Studio album by Teresa Teng
- Released: August 19, 1985
- Recorded: 1985
- Genre: Mandopop;
- Length: 48:30
- Language: Mandarin
- Label: Polydor; Kolin Records;

Teresa Teng chronology
| Messengers of Love (1984) | Changhuan (1985) | I Only Care About You (1987) |

Singles from Changhuan
- "Changhuan" Released: August 19, 1985;

= Changhuan =

1985 album by Teresa Teng

Changhuan (Chinese: 償還), is a Mandarin studio album recorded by Taiwanese singer Teresa Teng. It was released via Polydor Records on August 19, 1985. The album spawned the single "Changhuan", which was originally released in Japan as "Tsugunai" in 1984.

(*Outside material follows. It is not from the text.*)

PR #1108, opened 2019-12-10
feat(classes-in-html): add classes in HTML feature

manolakis:
This PR is based on [carehtml](https://www.npmjs.com/package/carehtml), but it adds a cache because of [this](https://github.com/Polymer/lit-html/pull/274#issuecomment-420078190).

== Background and release ==
Changhuan was released through Polydor Records on August 19, 1985. The titular track is a Mandarin version of Teng's Japanese single "Tsugunai" (1984), composed by Miki Takashi. The Mandarin lyrics were written by Lin Huang-kun.

== Reception ==
Changhuan was certified platinum by the International Federation of the Phonographic Industry Hong Kong (IFPIHK) in 1988.

==Track listing==

Changhuan track listing
| No. | Title | Length |
|---|---|---|
| 1. | "Changhuan" (償還 Repay) | 3:48 |
| 2. | "Tian Wai Tianshang Wu Tianyá" (天外天上無天涯 There is No End to the Sky Beyond the Sky) | 4:08 |
| 3. | "Shi Qu de Chun Tian" (失去的春天 The Lost Spring) | 4:04 |
| 4. | "Dong Zhi Lian Qing" (冬之戀情 Winter Love) | 3:40 |
| 5. | "Xiang Ai Ru Wang Xi" (相愛如往昔 Love Each Other As Before) | 4:17 |
| 6. | "Yue Ye Shu Qing" (月夜訴情 Confession of Love on a Moonlight Night) | 4:22 |
| 7. | "Ai Ren" (愛人 Spouse) | 3:46 |
| 8. | "Xue De Shang de Hui Yi" (雪地上的回憶 Memories in the Snow) | 3:44 |
| 9. | "Bu Zhao Hen Ji" (不著痕跡 No Trace Left) | 4:06 |
| 10. | "Niang Xin" (娘心 A Mother's Heart) | 3:47 |
| 11. | "Qing Ren de Guan Huai" (情人的關懷 Lover's Care) | 3:41 |
| 12. | "Ru Guo Mei You Ni" (如果没有你 Without You) | 5:07 |
| Total length: |  | 48:30 |

==Credits and personnel==
- Teresa Teng – vocals
- Hiroshi Misaka – producer
- William Kwan – producer
- Tony Tang – producer
- Rick Lam – cover design
- Tetsuya Fukuzumi – director
- Johnny Koo – photography

==Certifications==

| Region | Certification | Certified units/sales |
| Hong Kong (IFPI Hong Kong) | Platinum | 50,000^{*} |
^{*} Sales figures based on certification alone.